* [Task goal]:
Copy every line of the material exactly as it stands.

* [Information shown]:

PR #403, opened 2026-08-31
Fix/probes ebpf ringbuf write zero init

nicholasberlin:
Several fixed-size network and process probe paths still called `bpf_ringbuf_reserve`/`bpf_ringbuf_submit` directly, which bypasses the lost-event accounting in `ebpf_ringbuf_write`.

* [Task result]:
PR #403, opened 2026-08-31
Fix/probes ebpf ringbuf write zero init

nicholasberlin:
Several fixed-size network and process probe paths still called `bpf_ringbuf_reserve`/`bpf_ringbuf_submit` directly, which bypasses the lost-event accounting in `ebpf_ringbuf_write`.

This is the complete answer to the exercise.